Functional insulin-like growth factor I receptors are expressed by neural-derived continuous cell lines.

High affinity insulin-like growth factor I (IGF-I) receptors are expressed by two human neural derived cell lines, SK-N-SH and SK-N-MC. Specific [125I]IGF-I binding to crude membranes was 23.4% for SK-N-SH and 10.7% for SK-N-MC, with 50% inhibition of binding by unlabeled IGF-I between 0.6-0.7 nM. Scatchard analysis of crude membrane binding was linear, whereas Scatchard analysis after wheat germ agglutinin purification of the receptor became curvilinear.

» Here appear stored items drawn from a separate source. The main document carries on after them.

PR #1273, opened 2024-06-13
RCAL-856: WCS should roundtrip with sufficient accuracy

### LINKED ISSUE #1272: WCS does not roundtrip
_Issue [RCAL-856](https://jira.stsci.edu/browse/RCAL-856) was created on JIRA by [Nadia Dencheva](https://jira.stsci.edu/secure/ViewProfile.jspa?name=dencheva):_

It was discovered that the Roman WCS transforms do not roundtrip with the necessary accuracy.  This affects the simulator, general testing and imviz. it is a combination of several different issues and this ticket tracks the work and solutions to those issues.

nden:
Resolves [RCAL-856](https://jira.stsci.edu/browse/RCAL-856)

Closes #1272 

This PR  is the last one in a chain of PRs aiming to fix roundtripping of WCS transforms.
The only change here is to test data, ensuring the WCS is consistent and the inverse is wihtin the bounding box.

The order the PRs should be merged is
- [ ] spacetelescope/gwcs#498
- [ ] spacetelescope/stcal#263
- [ ] this one

**Checklist**
- [ ] updated relevant tests
- [ ] added relevant label(s)


ddavis-stsci (approved):
LGTM

schlafly:
I think I missed the part of this test that checks that things round trip?

This WCS contains only the v2v3tosky bit, and not the CRDS distortion bit.  That's good since it makes for an easier unit test but bad since it won't catch the only case we have had problems here so far, where the failure to round trip was in the CRDS distortion file.  Do we intend to check the CRDS reference files as well?

I note that the bounding box is inconsistent with the size of the image, and that we're pretending that the sizes of the pixels are ~1".  I think that's likely fine.  romanisim has some code for making up a "fake" distortion function here
https://github.com/spacetelescope/romanisim/blob/main/romanisim/tests/test_wcs.py#L19-L38
and using that in unit tests instead of the actual CRDS distortion functions.  It's not obvious to me that that is helpful here but I link it in case you would have rather used some kind of distortion function.

nden:
This requires a change in gwcs which I haven't had time to complete. I'll take it out of Draft when it's ready.

nden:
This is not needed after all. Closing.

The IGF-I receptor alpha-subunits of SK-N-SH have an apparent Mr of 126K, whereas that for SK-N-MC is 132K. Despite these differences in alpha-subunit structure both cell lines demonstrate IGF-I-induced autophosphorylation of their own beta-subunits as well as specific IGF-I induced tyrosine kinase activity, suggesting normal coupling between the ligand-binding alpha-subunit and the tyrosine kinase-containing beta-subunit. Furthermore, IGF-I stimulated iododeoxyuridine uptake in both SK-N-SH and SK-N-MC in a dose-dependent manner, suggesting that these cells may be used to study the role of IGF-I action on neural tissues.